Investigating soil physicochemical factors influencing trace element contamination at the semi-urban-rural home gardening interfaces on the Fiji Islands

Abstract

Due to its ecological and public health implications, home gardening soil pollution is challenging. However, the physicochemical factors of trace element pollution in semi-urban-rural home gardening soil interfaces in Fiji are unclear. Self-organizing map (SOM), chemometrics, compositional data analysis (CDA), and soil quality indices were used to evaluate spatial patterns, contamination characteristics, sources, and factors affecting trace element contamination in 55 soil samples from semi-urban and rural Fiji. The average contents of diethylenetriaminepentaacetic acid (DTPA)-extractable forms of trace element levels (mg/kg) increased in rural areas as Fe (55.7) > Mn (40.4) > Zn (9.4) > Cu (5.9) and semi-urban areas as Fe (55.2) > Zn (35.9) > Mn (37.1) > Cu (16.1). Rural soils have less ecological risks to home gardening than semi-urban soils.
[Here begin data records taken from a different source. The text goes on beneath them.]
PR #893, opened 2020-03-02
Derive MonadFail instead of using error

josephcsible:


ndmitchell:
Very happy to take this as long as it doesn't require any additional CPP due to version differences... Let's see what CI says.

ndmitchell:
`liftIO $ errorIO` would be another possibility,

josephcsible:
If what I just tried doesn't work, then I'll switch to that.

ndmitchell:
Missing import of MonadFail it looks like. I am increasingly feeling `liftIO $ errorIO` is the correct thing to do, rather than fail. We definitely want an error, since it's TODO code, whereas for Test it would be perfectly reasonable to make fail be a test failure rather than a fatal exception.

ndmitchell:
I switched us to errorIO in this case and a lot of others in ce6883a269518fd7ae656512def58714c20b35e4, which I think answers the intent behind this PR, so closing.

SOM and CDA analysis showed four spatial clusters: clusters 1 and 3 are natural geogenic in rural regions while clusters 2 and 4 are human-induced non-point sources in semi-urban areas. Principal component analysis (PCA) and hierarchical cluster analysis showed that semi-urban Cu-Zn was more affected by manufacturing emissions or fertilization, whereas rural Fe-Mn was more likely to be lithogenic. The research found that pH and organic matter significantly affect Cu and Zn pollution in semi-urban soils (p < 0.05). For rural and semi-urban soils, trace element subsets explained 44 %–87 % of soil contamination changes using the stepwise regression model. These findings aid to establishing a primary database of eco-environmental risks and facilitate comprehensive strategies for assessing soil contamination and potential threats to food safety.